Saturday, August 22, 2009

Most days

Some days the world is cold and gray. I find myself repeating the same tepid sentences over and over again until I swear the world is being drowned by my silent screaming.

Some days are like a Crayola box, half a stick of Burnt Sinew crammed next to Violet and Red Orange. Everything swims by in technicolor and if you squint the blues become orange and the reds green.

People look into this fishbowl I'm living inside, and they see the grays and the colors all floating around together. The lines between them are fluid and things seem zany and fresh. Not true. The world is either too harsh or too dim, no balance to be found, no compromise to be made.

My existence is a contradiction. In one life I have someone, a careful cardboard cutout of just what they should be. Comfort, but nothing more. I suppose I expected more then primary colors, more then cardboard. In the other life I have no one but myself. But this is to be expected, this is what I am used to. It's more dramatic in it's own way, more perfectly tragic. One way I have colorful comfort, the other beautiful tragic solitude.

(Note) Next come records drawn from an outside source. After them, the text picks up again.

Issue #263, opened 2019-04-15
plot_calibration_purchases_vs_holdout_purchases taking for ever to run


amrishan:
![image](https://user-images.githubusercontent.com/36165834/56150244-12564700-5f74-11e9-84f2-fd36db3c37e8.png)

amrishan:
I don't think the lambda function is necessary. It's looping each value to make a prediction.

CamDavidsonPilon:
Riiight, this looks like a big perf win. Are you comfortable submitting a PR, or would you like to leave it to me?

amrishan:
Sure, I would be happy to assist with the PR. Thanks for the awesome package @CamDavidsonPilon .

amrishan:
> Riiight, this looks like a big perf win. Are you comfortable submitting a PR, or would you like to leave it to me?

Sure, I would be happy to assist with the PR. Thanks for the awesome package @CamDavidsonPilon .

PR #266, opened 2019-04-22
speedup/plot_calibration_purchases_vs_holdout_purchases

amrishan:
This is an implementation to the enhancement filed over at https://github.com/CamDavidsonPilon/lifetimes/issues/263 to replace lambda function with a direct call to model.conditional_expected_number_of_purchases_up_to_time method for performance improvement.


CamDavidsonPilon:
awesome, thanks!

And then some days I think I see a glimmer of a third world. A place with GOLD and LIGHTNING and PIZAZZ. It's such a beautiful shimmering mirage, a gossamer dream that I can only just see out of the corner of my eye.

And I'm sorry, so sorry, but I know not so deep down that if I don't run to that place, find out if it's fools gold or real, I'll never really be happy. Because you see, to be comfortable-that is my greatest fear.

It's tragedy or a dream life for me I'm afraid.